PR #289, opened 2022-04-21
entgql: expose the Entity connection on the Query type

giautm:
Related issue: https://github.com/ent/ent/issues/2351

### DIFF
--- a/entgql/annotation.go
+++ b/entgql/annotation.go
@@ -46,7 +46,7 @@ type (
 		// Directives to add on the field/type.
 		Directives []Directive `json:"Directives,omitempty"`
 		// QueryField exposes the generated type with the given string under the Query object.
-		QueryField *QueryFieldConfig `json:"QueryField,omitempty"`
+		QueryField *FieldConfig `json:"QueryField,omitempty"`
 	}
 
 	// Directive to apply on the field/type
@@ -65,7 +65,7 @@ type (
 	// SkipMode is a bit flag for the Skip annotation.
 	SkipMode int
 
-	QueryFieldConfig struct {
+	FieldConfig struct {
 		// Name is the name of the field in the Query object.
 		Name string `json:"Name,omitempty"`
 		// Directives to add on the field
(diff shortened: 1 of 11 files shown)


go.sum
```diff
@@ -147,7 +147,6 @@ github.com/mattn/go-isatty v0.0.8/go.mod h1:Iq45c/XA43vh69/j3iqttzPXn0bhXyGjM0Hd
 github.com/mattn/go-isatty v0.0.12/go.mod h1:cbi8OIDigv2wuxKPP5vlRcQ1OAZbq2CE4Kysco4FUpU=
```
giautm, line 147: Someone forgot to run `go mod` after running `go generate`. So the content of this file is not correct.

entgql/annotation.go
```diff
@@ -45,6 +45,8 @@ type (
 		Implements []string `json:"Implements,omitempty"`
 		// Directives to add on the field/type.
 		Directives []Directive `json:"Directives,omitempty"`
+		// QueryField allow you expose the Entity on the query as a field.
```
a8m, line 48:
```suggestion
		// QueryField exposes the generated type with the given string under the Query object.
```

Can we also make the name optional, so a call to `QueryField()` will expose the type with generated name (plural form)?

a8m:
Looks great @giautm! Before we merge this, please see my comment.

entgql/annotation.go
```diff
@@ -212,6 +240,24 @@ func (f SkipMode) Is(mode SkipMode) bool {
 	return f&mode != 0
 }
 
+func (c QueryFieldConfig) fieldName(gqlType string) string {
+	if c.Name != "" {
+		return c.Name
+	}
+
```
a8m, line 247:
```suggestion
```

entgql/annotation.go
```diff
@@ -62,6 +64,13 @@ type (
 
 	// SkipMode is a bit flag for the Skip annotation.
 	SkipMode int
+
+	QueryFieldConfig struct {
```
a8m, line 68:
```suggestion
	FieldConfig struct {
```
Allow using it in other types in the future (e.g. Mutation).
---
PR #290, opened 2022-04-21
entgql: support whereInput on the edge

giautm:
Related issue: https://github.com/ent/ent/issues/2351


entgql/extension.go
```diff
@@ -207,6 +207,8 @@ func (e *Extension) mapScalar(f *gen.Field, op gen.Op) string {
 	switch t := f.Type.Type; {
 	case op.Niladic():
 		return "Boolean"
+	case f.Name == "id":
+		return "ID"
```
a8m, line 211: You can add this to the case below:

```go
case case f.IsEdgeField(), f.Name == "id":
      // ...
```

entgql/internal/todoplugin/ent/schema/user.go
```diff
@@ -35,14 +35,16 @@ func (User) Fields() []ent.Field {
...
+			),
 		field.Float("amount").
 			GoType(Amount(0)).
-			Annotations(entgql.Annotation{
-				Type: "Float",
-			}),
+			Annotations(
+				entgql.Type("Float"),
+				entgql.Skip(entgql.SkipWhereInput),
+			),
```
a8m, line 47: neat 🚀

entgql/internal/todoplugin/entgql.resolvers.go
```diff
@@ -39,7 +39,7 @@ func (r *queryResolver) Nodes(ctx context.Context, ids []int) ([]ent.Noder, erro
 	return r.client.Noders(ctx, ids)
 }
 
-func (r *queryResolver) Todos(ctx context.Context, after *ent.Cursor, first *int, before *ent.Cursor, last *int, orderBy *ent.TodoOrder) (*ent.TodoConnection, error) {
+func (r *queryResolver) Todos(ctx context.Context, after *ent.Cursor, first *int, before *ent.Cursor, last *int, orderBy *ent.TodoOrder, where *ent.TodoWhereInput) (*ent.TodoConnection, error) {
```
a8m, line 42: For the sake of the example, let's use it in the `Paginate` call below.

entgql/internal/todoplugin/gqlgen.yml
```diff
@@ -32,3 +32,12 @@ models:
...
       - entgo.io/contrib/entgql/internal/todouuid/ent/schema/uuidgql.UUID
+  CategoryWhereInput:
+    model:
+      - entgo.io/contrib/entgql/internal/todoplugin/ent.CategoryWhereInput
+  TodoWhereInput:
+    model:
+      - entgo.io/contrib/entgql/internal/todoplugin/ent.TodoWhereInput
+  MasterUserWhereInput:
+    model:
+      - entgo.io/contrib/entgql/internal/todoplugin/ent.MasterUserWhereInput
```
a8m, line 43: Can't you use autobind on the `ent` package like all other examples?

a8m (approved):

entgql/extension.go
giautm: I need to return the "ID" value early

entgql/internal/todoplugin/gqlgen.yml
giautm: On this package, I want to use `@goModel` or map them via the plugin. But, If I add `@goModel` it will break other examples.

WHAT NEEDS TO BE DONE
Scan the records above for the lines holding "giautm: I need" and "giautm: On this". Transcribe those two and every line between them word for word, and no others.

RESPONSE AREA
giautm: I need to return the "ID" value early

entgql/internal/todoplugin/gqlgen.yml
giautm: On this package, I want to use `@goModel` or map them via the plugin. But, If I add `@goModel` it will break other examples.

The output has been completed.